Robustness of energy landscape control for spin networks under decoherence

TL;DR

This paper investigates how decoherence affects the robustness of energy landscape control in quantum spin networks, finding that some controllers remain effective despite pure dephasing.

Contribution

It introduces an analysis of decoherence effects on energy landscape control robustness, highlighting the potential for effective control without precise decoherence knowledge.

Findings

Decoherence reduces control effectiveness but some controllers remain robust.

Certain controllers maintain high performance despite pure dephasing.

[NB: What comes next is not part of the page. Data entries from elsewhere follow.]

Issue #8373, opened 2024-02-04
Repo: CI flake on lint task in NX: "Unexpected error."


JoshuaKGoldberg:
### Suggestion

Seeing this in a few PRs, including #8371, #8357, and #8354. Each has an error linting a file starting with `Occurred while linting /home/runner/work/typescript-eslint/typescript-eslint/packages/eslint-plugin/tests/rules/`.

* 8354: `no-throw-literal.test.ts:16`
* 8357: `no-require-imports.test.ts:12`
* 8371: `no-unsafe-member-access.test.ts:15`

These all work locally for me. Maybe it's an out-of-memory issue in CI or something along those lines? cc @JamesHenry

JamesHenry:
@JoshuaKGoldberg do we think things have improved in this area now? I do remember us having some issues with our cache inputs configuration in the repo that we addressed. Could this one be closed or is there more to dig into do you think? (Totally fine if so)

auvred:
I encountered this error again a few days ago while working on https://github.com/typescript-eslint/typescript-eslint/pull/9455

Logs:

https://github.com/typescript-eslint/typescript-eslint/actions/runs/9731567772/job/26856205197#step:5:497

https://cloud.nx.app/runs/hgAzIgJIn5/task/eslint-plugin-internal%3Alint

JamesHenry:
@auvred I'm sorry I was too late looking at this, as per my message on discord please ping me on there to ensure I see the messages my github/github email notifications are too full of noise

JoshuaKGoldberg:
It's been 13 months and I haven't seen this recently. Hooray!

PR #8539, opened 2024-02-23
chore: tmp skip cache for eslint-plugin lint

JamesHenry:
- Fixes an existing issue with stale rule configs
- Updates duplicate CI job names
- Disables the cache for linting eslint-plugin to see if the prettier sync flakiness goes away


JoshuaKGoldberg:
For tracking: #8373

JoshuaKGoldberg (approved):
💚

Robust control strategies can be identified without exact decoherence modeling.

Abstract

Quantum spin networks form a generic system to describe a range of quantum devices for quantum information processing and sensing applications. Understanding how to control them is essential to achieve devices with practical functionalities. Energy landscape shaping is a novel control paradigm to achieve selective transfer of excitations in a spin network with surprisingly strong robustness towards uncertainties in the Hamiltonians. Here we study the effect of decoherence, specifically generic pure dephasing, on the robustness of these controllers. Results indicate that while the effectiveness of the controllers is reduced by decoherence, certain controllers remain sufficiently effective, indicating potential to find highly effective controllers without exact knowledge of the decoherence processes.